Entries taken from a collection
BEGIN
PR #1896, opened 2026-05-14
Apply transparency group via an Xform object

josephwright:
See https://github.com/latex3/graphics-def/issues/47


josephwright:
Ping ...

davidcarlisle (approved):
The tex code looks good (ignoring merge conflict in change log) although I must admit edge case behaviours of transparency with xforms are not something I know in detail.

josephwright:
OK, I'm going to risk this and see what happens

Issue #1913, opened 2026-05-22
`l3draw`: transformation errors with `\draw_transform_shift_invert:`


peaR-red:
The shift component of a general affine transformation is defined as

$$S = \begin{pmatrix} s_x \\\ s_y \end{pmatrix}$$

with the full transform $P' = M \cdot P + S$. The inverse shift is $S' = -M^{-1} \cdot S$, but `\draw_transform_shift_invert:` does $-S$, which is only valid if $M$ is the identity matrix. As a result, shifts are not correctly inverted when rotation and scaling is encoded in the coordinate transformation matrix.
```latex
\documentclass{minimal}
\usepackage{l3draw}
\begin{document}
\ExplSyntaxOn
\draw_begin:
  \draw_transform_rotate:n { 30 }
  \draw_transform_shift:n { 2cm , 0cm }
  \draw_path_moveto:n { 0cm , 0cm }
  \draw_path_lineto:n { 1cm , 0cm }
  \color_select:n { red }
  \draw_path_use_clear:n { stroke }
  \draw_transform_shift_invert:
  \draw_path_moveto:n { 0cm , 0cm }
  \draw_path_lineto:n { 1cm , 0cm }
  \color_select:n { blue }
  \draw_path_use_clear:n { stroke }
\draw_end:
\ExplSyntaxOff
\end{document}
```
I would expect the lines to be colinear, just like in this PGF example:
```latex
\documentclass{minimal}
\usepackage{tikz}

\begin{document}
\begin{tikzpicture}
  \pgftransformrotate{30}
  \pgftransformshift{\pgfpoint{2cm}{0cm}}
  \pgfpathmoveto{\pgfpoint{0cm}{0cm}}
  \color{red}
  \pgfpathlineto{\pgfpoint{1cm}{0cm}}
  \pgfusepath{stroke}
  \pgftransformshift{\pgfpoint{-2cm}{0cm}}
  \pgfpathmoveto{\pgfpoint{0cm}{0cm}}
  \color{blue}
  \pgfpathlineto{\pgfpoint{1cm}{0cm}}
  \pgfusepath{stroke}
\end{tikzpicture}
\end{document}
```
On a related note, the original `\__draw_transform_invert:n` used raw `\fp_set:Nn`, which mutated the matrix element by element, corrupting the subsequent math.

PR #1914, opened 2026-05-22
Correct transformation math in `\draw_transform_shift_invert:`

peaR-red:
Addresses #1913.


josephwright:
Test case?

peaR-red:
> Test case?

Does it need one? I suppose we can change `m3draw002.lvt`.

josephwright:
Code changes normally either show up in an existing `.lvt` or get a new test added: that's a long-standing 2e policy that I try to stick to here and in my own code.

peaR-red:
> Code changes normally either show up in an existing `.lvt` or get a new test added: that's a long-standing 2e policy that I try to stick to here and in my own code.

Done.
END
EXERCISE:
An exact copy of all the records above is the required answer.

EXERCISE RESULT:
PR #1896, opened 2026-05-14
Apply transparency group via an Xform object

josephwright:
See https://github.com/latex3/graphics-def/issues/47


josephwright:
Ping ...

davidcarlisle (approved):
The tex code looks good (ignoring merge conflict in change log) although I must admit edge case behaviours of transparency with xforms are not something I know in detail.

josephwright:
OK, I'm going to risk this and see what happens

Issue #1913, opened 2026-05-22
`l3draw`: transformation errors with `\draw_transform_shift_invert:`


peaR-red:
The shift component of a general affine transformation is defined as

$$S = \begin{pmatrix} s_x \\\ s_y \end{pmatrix}$$

with the full transform $P' = M \cdot P + S$. The inverse shift is $S' = -M^{-1} \cdot S$, but `\draw_transform_shift_invert:` does $-S$, which is only valid if $M$ is the identity matrix. As a result, shifts are not correctly inverted when rotation and scaling is encoded in the coordinate transformation matrix.
```latex
\documentclass{minimal}
\usepackage{l3draw}
\begin{document}
\ExplSyntaxOn
\draw_begin:
  \draw_transform_rotate:n { 30 }
  \draw_transform_shift:n { 2cm , 0cm }
  \draw_path_moveto:n { 0cm , 0cm }
  \draw_path_lineto:n { 1cm , 0cm }
  \color_select:n { red }
  \draw_path_use_clear:n { stroke }
  \draw_transform_shift_invert:
  \draw_path_moveto:n { 0cm , 0cm }
  \draw_path_lineto:n { 1cm , 0cm }
  \color_select:n { blue }
  \draw_path_use_clear:n { stroke }
\draw_end:
\ExplSyntaxOff
\end{document}
```
I would expect the lines to be colinear, just like in this PGF example:
```latex
\documentclass{minimal}
\usepackage{tikz}

\begin{document}
\begin{tikzpicture}
  \pgftransformrotate{30}
  \pgftransformshift{\pgfpoint{2cm}{0cm}}
  \pgfpathmoveto{\pgfpoint{0cm}{0cm}}
  \color{red}
  \pgfpathlineto{\pgfpoint{1cm}{0cm}}
  \pgfusepath{stroke}
  \pgftransformshift{\pgfpoint{-2cm}{0cm}}
  \pgfpathmoveto{\pgfpoint{0cm}{0cm}}
  \color{blue}
  \pgfpathlineto{\pgfpoint{1cm}{0cm}}
  \pgfusepath{stroke}
\end{tikzpicture}
\end{document}
```
On a related note, the original `\__draw_transform_invert:n` used raw `\fp_set:Nn`, which mutated the matrix element by element, corrupting the subsequent math.

PR #1914, opened 2026-05-22
Correct transformation math in `\draw_transform_shift_invert:`

peaR-red:
Addresses #1913.


josephwright:
Test case?

peaR-red:
> Test case?

Does it need one? I suppose we can change `m3draw002.lvt`.

josephwright:
Code changes normally either show up in an existing `.lvt` or get a new test added: that's a long-standing 2e policy that I try to stick to here and in my own code.

peaR-red:
> Code changes normally either show up in an existing `.lvt` or get a new test added: that's a long-standing 2e policy that I try to stick to here and in my own code.

Done.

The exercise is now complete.